By Dr. Paul Jerard, E-RYT 500
During the course of a lifetime, most of us have heard the saying,” Do as I say, not as I do.” We see this kind of leadership everywhere we go. All politicians, religious leaders, police, sports professionals, parents, academic teachers, and Yoga teachers, lead by example, even if the example displayed is not a good one.
So, how does this concern you? You may not be a public figure, but your students, and the general public, know who you are. Some may even know more about you than you would like. As a Yoga instructor, you want to keep your health, behavior, and your ethics at a high standard – if you are going to be in the “public eye.”
As far as health is concerned, you should maintain your practice and meditate daily. This is an irony with many Yoga instructors because your time is also consumed with the business of Yoga, scheduling clients, maintenance of the studio, advertising, paying the bills, and many more aspects that keep a business going.
My personal estimate of time that I spent on vacuuming, cleaning, and maintenance of the studio is thousands of hours before I hired someone else to do it. This does not account for any of the time spent on the many other duties that go into running a Yoga studio.
The average student has no idea of the preparation and support services involved before they come to a typical class. In reality, you want them to feel relaxed, and you don’t want your students to feel stressed out over or aware of the bookkeeping, marketing, and maintenance of your studio.
Therefore, you have to put your best “game face” on during class time. This is one very powerful reason for taking the time to develop your own personal practice. You still must expand your depth of understanding Yoga’s many facets.

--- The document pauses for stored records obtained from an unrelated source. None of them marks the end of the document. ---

PR #1814, opened 2016-12-30
locking: add `--json` flag

ttaylorr:
This pull-request backports an internal change made to the various locking commands adding the `--json` flag.

To allow 3rd party tools written in languages that do not interoperate with Go to integrate with LFS , a `--json` flag is used to share a standard encoding format. This allows other programs to shell out to LFS and expect an exact data format in return over stdout.

As a caveat, the `Error()`'d messages are not encoded in JSON. This behavior should be OK, since programs can expect that JSON parse errors should be treated as LFS errors and can treat the contents of stdout as the error message.

---

While working on this PR, I noticed that none of the three locking commands (`locks`, `lock`, and `unlock`) have manpage documentation. Before removing the `GITLFSLOCKSENABLED` environment flag, manpages should be written, and they should include notes about the `--json` flag.

---

/cc @git-lfs/core

### DIFF
--- a/commands/command_lock.go
+++ b/commands/command_lock.go
@@ -1,6 +1,7 @@
 package commands
 
 import (
+	"encoding/json"
 	"fmt"
 	"os"
 	"path/filepath"
@@ -40,6 +41,13 @@ func lockCommand(cmd *cobra.Command, args []string) {
 	lock, err := lockClient.LockFile(path)
 	if err != nil {
 		Exit("Lock failed: %v", err)
+	}
+
+	if locksCmdFlags.JSON {
+		if err := json.NewEncoder(os.Stdout).Encode(lock); err != nil {
+			Error(err.Error())
+		}
+		return
 	}
 
 	Print("\n'%s' was locked (%s)", args[0], lock.Id)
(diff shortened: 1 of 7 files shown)


sinbad:
I support offering better support for automated consumption of output, but this raises some further issues:

1. This should be supported consistently in all other commands which have significant output like`track`, `prune`, `fsck`
1. To be consistent with `git`, we should probably offer a `--porcelain` option if we're doing this, i.e. basic linewise with formatting options. JSON is rich but has its own parsing overhead/complexity - this is not an issue if your language supports it easily, but a plainer format is more universal e.g. consumption from simple scripts

I feel that if we're going to offer machine-parseable output it should be a full commitment. I'm not against offering `--json` as well for convenience of environments that offer easy support for it, but `--porcelain` offers more global support and keeps us in line with `git` principles (even if that means we also have to support `--format` for cases like this where there are many fields).

shana:
:heart_eyes: on having a `--json` flag (and would :heart: having it everywhere). Same for `--porcelain/--format`, really, they serve the same purpose for different use cases (apps shelling out vs shell scripting support)

ttaylorr:
> I agree that `--json` support should be more universal, and that `--porcelain/--format` should be supported as well. I think this PR is good to go though.

Wholeheartedly agree 👍. Thanks all for your input.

Why do, or did, you want to become a Yoga instructor in the first place? The most common reasons for becoming a Yoga teacher are your passion for Yogic methodology and to share the gift that has changed your life. Your health and your personal practice are an integral part of the Yoga teaching vocation.
Maybe you don’t have a staff and you are busy all the time preparing for the next class. What can you do? Budget your time and make time for a personal practice or meditation session for yourself. Spending thousands of hours on bookkeeping, marketing, cleaning, and maintenance is a natural part of many Yoga studio owners’ lives, but you must also make the time to become a better practitioner and teacher.
You can also offer reduced rates to volunteers or “work for trade” programs to those students who help you with “domestic chores.” You should consult your accountant to make sure everything is legal and “above board.” You don’t want to violate any child labor laws or set yourself up for any legal problems, so make sure you are following the law “to the letter.” Remember also, that laws vary depending upon your location.
It’s too easy to let the business of Yoga become your new reality. The business of teaching Yoga is more time consuming than any of us can imagine as students. If you are spending so much time working on your business, that you have little time to practice, you must re-evaluate your reason for teaching Yoga.
Make time every day to expand your knowledge about the many aspects of Yogic methodology. If you don’t take the time to be a Yoga student and engage in learning, continuing education, and nurturing your passion, you risk burn out. The best Yoga teachers are students for life, who love to practice this wonderful discipline we know as Yoga.
When your studio, teaching position, or ashram becomes a daily burden, and you cannot expand your knowledge; the end result is no different than any other job. As a Yoga instructor, you owe it to your students to maintain your “internal flames of passion” for a Yogic way of life. If you lack the time to take a Yoga teacher training course, you could set aside one hour per day for learning new aspects that will help you and your students. Within one year, you will have studied over 350 hours and still have time to rest on holidays.